To test whether local neuronal activity is sufficient to entrain vasomotion, we drove neuronal activity at the frequency of the γ-rhythm with an ultra-slow rhythmic envelope and observed whether variations in arteriole diameter phase lock to the drive. These experiments make use of mice that express channelrhodopsin (Thy1-ChR2; STAR Methods) in layer 5b pyramidal neurons and are excited with a train of pulses of laser light. We first consider data with a 40 Hz train whose intensity varies as a sinusoid near 0.1 Hz (Figures 3A3C). The example data of Figures 3B and 3C show that the envelope of the γ-band and the diameter of an arteriole in the field are phase locked with electrical activity leading vasodilation by 2.3 s (Figure 3D). The average lead time of 1.8 ± 0.5 s for driven phase-locking matches the 1.9 ± 0.2 s lead time under natural conditions (Figure 2F). The coherence for the example data of Figures 3B and 3E, and across a larger set of observations using trains ranging from 15 to 60 Hz (Figure 3F), shows that the extent of phase locking is essentially unchanged between driven and natural conditions. As a control (Rungta et al., 2017), similar illumination with wild-type animals leads to a negligible change in arteriole diameter (Figure 3D). In addition, phase-locked vasodilation occurs when neurons are optogenetically excited by with a 40 Hz train whose intensity varies as a sinusoid ranging from 0.05 to 0.30 Hz (Figure 3G), consistent with the large bandwidth of vasomotion (Drew et al., 2011). The phase shift as a function of frequency yields a time lead of 1.8 ± 0.1 s (mean ± SD) (Figure 3H) that also matches the direct measurement of 1.9 ± 0.2 s under natural conditions (Figure 2F). All told, these data confirm the hypothesis that ultra-slow modulation of high-frequency neuronal activity can entrain vasomotion.

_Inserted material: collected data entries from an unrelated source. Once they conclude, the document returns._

PR #854, opened 2018-08-16
changing URL resource in download_resources_files.sh and adding check…

izcram:
…sum verificiation

### DIFF
--- a/pipeline/download_resources_files.sh
+++ b/pipeline/download_resources_files.sh
@@ -10,16 +10,38 @@ echo "Downloading into $1 ...."
 
 cd $1
 
+URL_PREFIX="http://brcaexchange.org/backend/downloads/resources"
 
-wget http://hgwdev.soe.ucsc.edu/~cline/BRCA/resources/refseq_annotation.hg38.gp
-wget http://hgwdev.soe.ucsc.edu/~cline/BRCA/resources/refseq_annotation.hg19.gp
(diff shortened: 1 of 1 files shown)


pipeline/download_resources_files.sh
```diff
@@ -10,16 +10,38 @@ echo "Downloading into $1 ...."
...
+files[hg19.fa.gz]=c1a06a3122bb9b3747ceeefb902aecd3ea9b9008
+files[hg19ToHg38.over.chain.gz]=4769aaa7a5a7837c3947604207da346b1dd19a8f
+files[hg38.fa.gz]=d329507d63d32405664053785b2bfdc02b3e6b28
+files[refseq_annotation.hg18.gp]=21911f9cd02f00b82eeb6068b7ab737c4d89f896
+files[refseq_annotation.hg19.gp]=e12092220926fe112da26ffdc8188b76aef83231
+files[refseq_annotation.hg38.gp]=9fb29159e516d2f28c2ec0e41a338c85ac699528
+
+for file in "${!files[@]}"; do
+    hash=$(${HASH} $file | cut -f1 -d' ')
+    if [ "$hash" != "${files[$file]}" ]; then
```
zfisch: should this be `==` instead of `!=` ?

izcram: no, I think it's fine. In case the file already exists but the hash doesn't match it gets redownloaded

PR #1127, opened 2019-10-15
Updates API links, moves docs out of repo

falquaddoomi:
This PR updates the links on the API page to the new docs I wrote a little while ago. It also moves the docs out to a separate repo, described below.

[Binder](https://mybinder.org/), the interactive notebook hosting service I'm using requires that the notebook's requirements.txt file live in the root of the repo, which is incompatible with our main repo's structure. Due to that, I decided to (temporarily?) move the tutorial notebooks and API docs to https://github.com/BRCAChallenge/brca-exchange-api-docs.


zfisch:
Decided to forgo Binder and keep the docs in the repo for simplicity.

PR #1150, opened 2019-11-22
Hgvs nomenclature

zfisch:
Determines and adds new hgvs nomenclature to the database. If the new nomenclature is available, it's displayed instead of the old Genomic Coordinate values. If not, the old values are displayed.


pipeline/data_merging/brca_pseudonym_generator.py
```diff
@@ -85,6 +83,16 @@ def from_field_or_compute(row):
     return s_cdna
 
 
+def compute_genomic_hgvs(cDNA, assemblyMapper):
+    try:
+        genomic_hgvs = assemblyMapper.c_to_g(cDNA)
+        return str(genomic_hgvs)
+    except hgvs.exceptions.HGVSInvalidIntervalError as e:
+        logging.info("HGVSInvalidIntervalError: The given coordinate is outside the bounds of the reference sequence: " +
+                     str(cDNA))
```
izcram: I'd catch the `HGVSError`, which is a base class for all sorts of HGVS issues. Also, I'd give some generic message along with the `cDNA` with the message from the actual error, like so:
```
logging.info("Exception during conversion of " + str(cDNA) + " to genomic coordinates: " + str(e)
```

website/js/DataTable.js
```diff
@@ -37,22 +38,31 @@ function setPages({data, count, deletedCount, synonyms, releaseName}, pageLength
...
+        return variantData;
+    },
+    determineGenomicCoordinates: function(variantData) {
+        let field = "Genomic_Coordinate_hg37";
+        let hgvs = variantData.Genomic_HGVS_37;
+        variantData = this.normalizeGenomicCoordinate(field, hgvs, variantData);
+
+        field = "Genomic_Coordinate_hg38";
+        hgvs = variantData.Genomic_HGVS_38;
+        variantData = this.normalizeGenomicCoordinate(field, hgvs, variantData);
```
izcram: not sure what the intention is, but it seems the `Genomic_Coordinate_hg37` related variables are just overwritten

zfisch: exactly -- the purpose of this PR is to introduce a new standardized variant nomenclature and use it if it's available. if not, we use the old Genomic_Coordinate_hg38/Genomic_Coordinate_hg37 values.

pipeline/data_merging/brca_pseudonym_generator.py
zfisch: good call, this is now resolved :)

PR #1175, opened 2020-02-04
Upgrade frontend libs step 1: react-bootstrap

falquaddoomi:
This PR primarily makes changes to allow us to upgrade react-bootstrap to the most recent non-BS4 version (0.33.1). It also updates other dependent libraries for compatibility with React 0.14. I intend to upgrade to the most recent version of React (v16), although that will require some careful editing and testing.


zfisch:
@falquaddoomi some more issues:

- [ ] Switching from detail to summary view and back causes the site to freeze
- [ ] Clicking "Show detail view" on the /variants page no longer works

I also recommend opening the console as you navigate around the site. There are some new errors and warnings that aren't present on production.

PR #1182, opened 2020-02-21
ignore None type synonym values in clinvar

zfisch:
@izcram ClinVar parsing was ending prematurely because a None value was being inserted into the list of synonyms. I'm assuming if a.text is None it's safe to ignore that value as a synonym and move on, is this correct?

If not, could you dig in a little deeper and help us get this sorted? It's blocking pipeline runs at the moment.

Thanks!


izcram:
Yes, looks like empty elements like the following were recently added to clinvar:
```
<Attribute Change="p.Arg332=" Type="HGVS, protein"/>
```

As they contain no accession we better ignore these elements (we get the information we want from other Attribute elements anyways)

PR #1184, opened 2020-02-25
Feature/replace pyhgvs and pygr in to vcf scripts

izcram:
With this PR, conversions to genomic coordinates during the staging of VCF files are performed using the biocommons `hgvs` library replacing `pyhgvs`. In the case of findlay assays and gnomad, the genomic coordinates are now taken from the source instead of converting the cDNA coordinates.

Here a summary of changes in data by affected source:
- findlay assays: no changes
- gnomad: changes in genomic coordinates for ~20 variants
- exLOVD and LOVD: additional duplication (`dup`) ~170 variants


pipeline/common/vcf_files_helper.py
```diff
@@ -0,0 +1,40 @@
...
+import hgvs
+from seq_utils import SeqRepoWrapper
+
+
+def cdna_str_to_genomic_var(cdna_hgvs_str, assembly=HgvsWrapper.GRCh38_Assem, hgvs_wrapper = HgvsWrapper.get_instance(),
+                            seq_fetcher=SeqRepoWrapper.get_instance()):
+    """
+    Convert a CDNA HGVS string into a genomic coordinate.
+    Normalizes in genomic space.
+    Note, that the seq_fetcher needs to be in the same assembly as given by the `assembly` argument.
```
zfisch: is there a way to enforce a check on this? e.g. assert statement

izcram: yes, good point! Fixed in 1a5201dc7524c5f7459048dd14d8b9d24eea32d4

zfisch:
Output looks great! Merging :)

The broad-band nature of the ultra-slow signal makes it unlikely that variations in arteriole diameter drive electrical activity with an ~10 s lag, instead of electrical activity driving arteriole diameter with the 1.9 s lead (Figure 2F). Nonetheless, we address this possibility through the use of mice that express halorhodopsin (eNpHR; STAR Methods), an optically driven chloride pump, in arteriole smooth muscle as a means to artificially create rhythmic, vasomotor-like dilations in a surface arteriole. This class of arteriole feeds the neighboring penetrating arterioles that supply fresh blood to the underlying parenchyma (Blinder et al., 2013). Illumination of an arteriole with activating laser light, concurrent with TPLSM (Figures 4A and 4B), leads to a dilation of about 20% (Figure 4C), similar to the value seen during vasomotion (Drew et al., 2011). An ~3 times smaller dilation in the same vessel is found when the focus of illumination is shifted to a neighboring region (Figure 4C). As a control (Rungta et al., 2017), an ~20 times smaller change is observed when arterioles in wild-type animals are similarly illuminated (Figure 4C). Crucially, driving dilation of the smooth muscle fails to lead to a change in the LFP (Figure 4D). In fact, for the example data of Figure 4D, driving the smooth muscle leads to a significant drop in the spectral coherence between the vessel diameter and the driven envelope of the electrical activity (0.14 Hz in the trial of Figure 4E). Yet these signals are significantly coherent during control epochs (Figure 4E). As a distribution across all measurements, the spectral coherence at the drive frequency is diminished by about a factor of two (Figure 4F), i.e., from strongly significant to, on average, the level of statistical significance. All told, these data support the interpretation that vasomotion does not drive aggregate neuronal activity (directed green arrow in Figure 1B).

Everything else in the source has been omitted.